Work the Overdue Invoices panel
When everything's paid on time, this panel shows a green check and 'All invoices are up to date.' The moment something slips past due, it turns into a list: who owes you, which invoice, how much, and how many days late.
That list is your collections worklist. Start at the top — oldest and largest first — and work down. Each row ties back to an invoice you can open, fix, and resend from the Invoices module.
Overdue Invoices
2The day an invoice tips into 'overdue' is the day a friendly nudge works best. Catch it at one day late, not seventy — the longer a balance sits, the harder it gets to collect.
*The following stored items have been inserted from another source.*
PR #592, opened 2026-07-03
Fix tcpclv4 fuzz coverage runs; read fuzz coverage from GitHub Pages

ricktaylor:
## Summary
Two related coverage changes:
1. **Fix the tcpclv4 fuzz harness** so the ClusterFuzzLite coverage runs actually complete.
2. **Make `run_lcov.sh` read fuzz coverage from the published GitHub Pages dashboard** instead of recomputing it locally.

(2) is what surfaced (1): switching the summary to read the published per-target
stats exposed that tcpclv4's `active` target had no published coverage and
`passive` had collapsed to ~5%.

Turn the dashboard into a money routine
None of this helps if you only look once a quarter. The owners who run tight businesses give this screen two minutes every Monday morning:
- Glance at Revenue This Month and the trend — are we up or down, and which way is the line pointing?
- Check Overdue — anyone new on the list gets a reminder today, not next week.
- Scan the Invoice Status donut — if the Draft slice is growing, you've got finished jobs you never billed.
That's the whole ritual. The dashboard does the math; you just have to look and act on the two or three things it surfaces.
Pair this with the Invoices module's Overdue group. The Revenue dashboard tells you there's a problem; the Invoices list is where you fix it — open the invoice, correct a bounced email, and resend.
The whole thing, on one page
Pin it above the office monitor. Hand it to a new hire on day one.
Common questions
Where do these numbers come from?
Entirely from your Invoices. Revenue This Month is paid invoices dated this month; Outstanding and Overdue are unpaid invoices; the trend and the donut are roll-ups of the same data. There's nothing to enter on this screen — you change the numbers by changing the invoices behind them.
Why is my whole dashboard showing $0?
Because there are no sent or paid invoices for it to summarize yet. The dashboard is a mirror of your Invoices module — once you start sending invoices and collecting payment, the cards, the trend, and the donut fill in automatically.
Is 'Revenue This Month' the same as profit?
No. It's revenue collected — money in — not profit. It doesn't subtract materials, labor, or overhead. Treat it as your top line, not your take-home.
Do Outstanding and Overdue double-count?
Overdue is a subset of Outstanding, not a separate pile. Every overdue invoice is also outstanding, so don't add the two cards together — the Outstanding total already contains the overdue amount.
Does the dashboard update in real time?
Yes. Mark an invoice paid, send a new one, or watch one tip past its due date, and the cards and charts recalculate. It always shows current state, not a stale snapshot you have to refresh.
Now you can run the business by the numbers
Estimates win the work, work orders get it done, invoices collect the cash — and the Revenue dashboard tells you whether all of it is adding up. Send consistently, give this screen two minutes every Monday, and act on the two or three things it flags. That's running a service business on real numbers instead of gut feel.